• WORK REQUIRED
Nothing in the records should differ when they are repeated. Restate them word for word.

(Saved data entries)
- Opening Delimiter -

PR #9430, opened 2023-12-09
feature(pkg): depopts

### LINKED ISSUE #9415: Depopts Are Broken
It appears that there's no way to make 0install select depopts at the moment

Alizter:
fix #9415 
- [ ] tests
- [ ] update fork

### DIFF
--- a/src/dune_pkg/opam_solver.ml
+++ b/src/dune_pkg/opam_solver.ml
@@ -466,6 +466,7 @@ let opam_package_to_lock_file_pkg
   solver_env
   version_by_package_name
   opam_package
+  (opam_packages_to_lock : OpamPackage.t list)
   ~(candidates_cache : (Package_name.t, Context_for_dune.candidates) Table.t)
   =
   let name = OpamPackage.name opam_package in
@@ -519,14 +520,14 @@ let opam_package_to_lock_file_pkg
     ; extra_sources
     }
   in
-  let deps =
+  let deps_from_filtered_formula deps =
     match
       Resolve_opam_formula.filtered_formula_to_package_names
         ~stats_updater:None
         ~with_test:false
         solver_env
         version_by_package_name
-        opam_file.depends
+        deps
     with
     | Ok dep_package_names ->
       List.map dep_package_names ~f:(fun package_name -> Loc.none, package_name)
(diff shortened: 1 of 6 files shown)


rgrinberg:
For now, you can try desugaring optional dependencies the way I was told by Kate. E.g.

```
depends : [ "x" ]
depopts : [ "a" "b" ]
```

Is equivalent to:

```
depends: [
  ("x" & "a") | ( "x" & "b") | ("x" & "a" & "b")
]
```

Alizter:
@rgrinberg Since the solver reads the opam files directly, what is the best way to do this desugaring? I can do it for local packages, but I don't see how to do it for the solver.

vendor/opam-0install/lib/model.ml
```diff
@@ -193,7 +192,8 @@ module Make (Monad : S.Monad) (Context : S.CONTEXT with type 'a monad = 'a Monad
                   |> list_deps ~context ~importance
                 in
                 make_deps `Essential ensure OpamFile.OPAM.depends @
-                make_deps `Restricts prevent OpamFile.OPAM.conflicts
+                make_deps `Restricts prevent OpamFile.OPAM.conflicts @
+                make_deps `Recommended ensure OpamFile.OPAM.depopts
```
rgrinberg, line 196: @kit-ty-kate is it ok to support depopts like this?

src/dune_pkg/opam_solver.ml
```diff
@@ -537,6 +538,19 @@ let opam_package_to_lock_file_pkg
         ; "hints", Dyn.list Resolve_opam_formula.Unsatisfied_formula_hint.to_dyn hints
         ]
   in
+  let deps = deps_from_filtered_formula opam_file.depends in
+  let depopts =
+    (* We need to filter out depopts that don't appear in the build plan. *)
+    OpamFormula.map
+      (fun (name, x) ->
+        match
+          List.find_opt ~f:(fun p -> OpamPackage.name p = name) opam_packages_to_lock
```
kit-ty-kate, line 547: `OpamVersion.compare` is different from the polymorphic `Stdlib.compare`
```suggestion
          List.find_opt ~f:(fun p -> OpamPackage.Name.equal (OpamPackage.name p) name) opam_packages_to_lock
```

vendor/opam-0install/lib/model.ml
kit-ty-kate: I don’t think so. That sounds like a change in semantics from what opam does. See the note in https://opam.ocaml.org/doc/Manual.html#opamfield-depopts

kit-ty-kate (commented):
By curiosity, if you’re using opam-0install, why are you not using https://github.com/ocaml/opam/blob/master/src/solver/opamBuiltin0install.ml directly?

vendor/opam-0install/lib/model.ml
rgrinberg: I find the following line hard to interpret in the case of dune:

> It contains packages that will be used, if present, by the package being defined, either during build or runtime, but that are not required for its installation

The only packages that are present when building the packages that are only those requested by the user (e.g. the `depends` field). So there's no way for a depopt to be opportunistically present this way.

kit-ty-kate: mmh, thinking about it again, the change of semantics should be fine for dune actually.

rgrinberg:
I think this has been addressed.

PR #9431, opened 2023-12-09
test: make sure depopts are optional

Alizter:
This adds a simple test that ensures we are treating depopts optionally in the solver. When we support depopts in #9430, this test shouldn't change. (And it doesn't)

### DIFF
--- a/test/blackbox-tests/test-cases/pkg/depopts-optional.t
+++ b/test/blackbox-tests/test-cases/pkg/depopts-optional.t
@@ -1,0 +1,21 @@
+This tests that depopts are considered optional by the solver.
+
+  $ . ./helpers.sh
+  $ mkrepo
+  $ mkpkg foo
+  $ mkpkg bar
+
+We create a package that depends on foo and has an optional dependency on bar
+but also a conflict with bar. This should ensure that bar is never selected by
+the solver.
+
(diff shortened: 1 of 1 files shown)


rgrinberg:
I think this test would be more useful if it used version constraints for `bar`. With the following situations:

1. There's a depopt on `bar` but we conflict with the latest version. Therefore, the older version is still available to us.
2. There's a depopt on `bar` but we conflict with all available versions. Therefore, the depopt should be omitted.

Alizter:
@rgrinberg I have such a test case in #9430 but it appears it doesn't work correctly. This simple case is useful on its own however, since it shouldn't change regardless of how we support depopts.

rgrinberg:
Aren't all the tests useful on their own? Why merge only a subset of them?

Alizter:
@rgrinberg I'm not suggesting merging a subset, I'm just saying this test is doing something very particular and a test demonstrating the behaviour you are asking for will appear in another PR.

rgrinberg:
Okay, let's see them in a subsequent PR. Also, could you take the opportunity to re-organize the depopts into a single directory with a single test file per test case? That will make it much easier for us to follow.

Alizter:
Moved in https://github.com/ocaml/dune/pull/9433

- Closing Delimiter -

• ANSWER BOX
PR #9430, opened 2023-12-09
feature(pkg): depopts

### LINKED ISSUE #9415: Depopts Are Broken
It appears that there's no way to make 0install select depopts at the moment

Alizter:
fix #9415 
- [ ] tests
- [ ] update fork

### DIFF
--- a/src/dune_pkg/opam_solver.ml
+++ b/src/dune_pkg/opam_solver.ml
@@ -466,6 +466,7 @@ let opam_package_to_lock_file_pkg
   solver_env
   version_by_package_name
   opam_package
+  (opam_packages_to_lock : OpamPackage.t list)
   ~(candidates_cache : (Package_name.t, Context_for_dune.candidates) Table.t)
   =
   let name = OpamPackage.name opam_package in
@@ -519,14 +520,14 @@ let opam_package_to_lock_file_pkg
     ; extra_sources
     }
   in
-  let deps =
+  let deps_from_filtered_formula deps =
     match
       Resolve_opam_formula.filtered_formula_to_package_names
         ~stats_updater:None
         ~with_test:false
         solver_env
         version_by_package_name
-        opam_file.depends
+        deps
     with
     | Ok dep_package_names ->
       List.map dep_package_names ~f:(fun package_name -> Loc.none, package_name)
(diff shortened: 1 of 6 files shown)


rgrinberg:
For now, you can try desugaring optional dependencies the way I was told by Kate. E.g.

```
depends : [ "x" ]
depopts : [ "a" "b" ]
```

Is equivalent to:

```
depends: [
  ("x" & "a") | ( "x" & "b") | ("x" & "a" & "b")
]
```

Alizter:
@rgrinberg Since the solver reads the opam files directly, what is the best way to do this desugaring? I can do it for local packages, but I don't see how to do it for the solver.

vendor/opam-0install/lib/model.ml
```diff
@@ -193,7 +192,8 @@ module Make (Monad : S.Monad) (Context : S.CONTEXT with type 'a monad = 'a Monad
                   |> list_deps ~context ~importance
                 in
                 make_deps `Essential ensure OpamFile.OPAM.depends @
-                make_deps `Restricts prevent OpamFile.OPAM.conflicts
+                make_deps `Restricts prevent OpamFile.OPAM.conflicts @
+                make_deps `Recommended ensure OpamFile.OPAM.depopts
```
rgrinberg, line 196: @kit-ty-kate is it ok to support depopts like this?

src/dune_pkg/opam_solver.ml
```diff
@@ -537,6 +538,19 @@ let opam_package_to_lock_file_pkg
         ; "hints", Dyn.list Resolve_opam_formula.Unsatisfied_formula_hint.to_dyn hints
         ]
   in
+  let deps = deps_from_filtered_formula opam_file.depends in
+  let depopts =
+    (* We need to filter out depopts that don't appear in the build plan. *)
+    OpamFormula.map
+      (fun (name, x) ->
+        match
+          List.find_opt ~f:(fun p -> OpamPackage.name p = name) opam_packages_to_lock
```
kit-ty-kate, line 547: `OpamVersion.compare` is different from the polymorphic `Stdlib.compare`
```suggestion
          List.find_opt ~f:(fun p -> OpamPackage.Name.equal (OpamPackage.name p) name) opam_packages_to_lock
```

vendor/opam-0install/lib/model.ml
kit-ty-kate: I don’t think so. That sounds like a change in semantics from what opam does. See the note in https://opam.ocaml.org/doc/Manual.html#opamfield-depopts

kit-ty-kate (commented):
By curiosity, if you’re using opam-0install, why are you not using https://github.com/ocaml/opam/blob/master/src/solver/opamBuiltin0install.ml directly?

vendor/opam-0install/lib/model.ml
rgrinberg: I find the following line hard to interpret in the case of dune:

> It contains packages that will be used, if present, by the package being defined, either during build or runtime, but that are not required for its installation

The only packages that are present when building the packages that are only those requested by the user (e.g. the `depends` field). So there's no way for a depopt to be opportunistically present this way.

kit-ty-kate: mmh, thinking about it again, the change of semantics should be fine for dune actually.

rgrinberg:
I think this has been addressed.

PR #9431, opened 2023-12-09
test: make sure depopts are optional

Alizter:
This adds a simple test that ensures we are treating depopts optionally in the solver. When we support depopts in #9430, this test shouldn't change. (And it doesn't)

### DIFF
--- a/test/blackbox-tests/test-cases/pkg/depopts-optional.t
+++ b/test/blackbox-tests/test-cases/pkg/depopts-optional.t
@@ -1,0 +1,21 @@
+This tests that depopts are considered optional by the solver.
+
+  $ . ./helpers.sh
+  $ mkrepo
+  $ mkpkg foo
+  $ mkpkg bar
+
+We create a package that depends on foo and has an optional dependency on bar
+but also a conflict with bar. This should ensure that bar is never selected by
+the solver.
+
(diff shortened: 1 of 1 files shown)


rgrinberg:
I think this test would be more useful if it used version constraints for `bar`. With the following situations:

1. There's a depopt on `bar` but we conflict with the latest version. Therefore, the older version is still available to us.
2. There's a depopt on `bar` but we conflict with all available versions. Therefore, the depopt should be omitted.

Alizter:
@rgrinberg I have such a test case in #9430 but it appears it doesn't work correctly. This simple case is useful on its own however, since it shouldn't change regardless of how we support depopts.

rgrinberg:
Aren't all the tests useful on their own? Why merge only a subset of them?

Alizter:
@rgrinberg I'm not suggesting merging a subset, I'm just saying this test is doing something very particular and a test demonstrating the behaviour you are asking for will appear in another PR.

rgrinberg:
Okay, let's see them in a subsequent PR. Also, could you take the opportunity to re-organize the depopts into a single directory with a single test file per test case? That will make it much easier for us to follow.

Alizter:
Moved in https://github.com/ocaml/dune/pull/9433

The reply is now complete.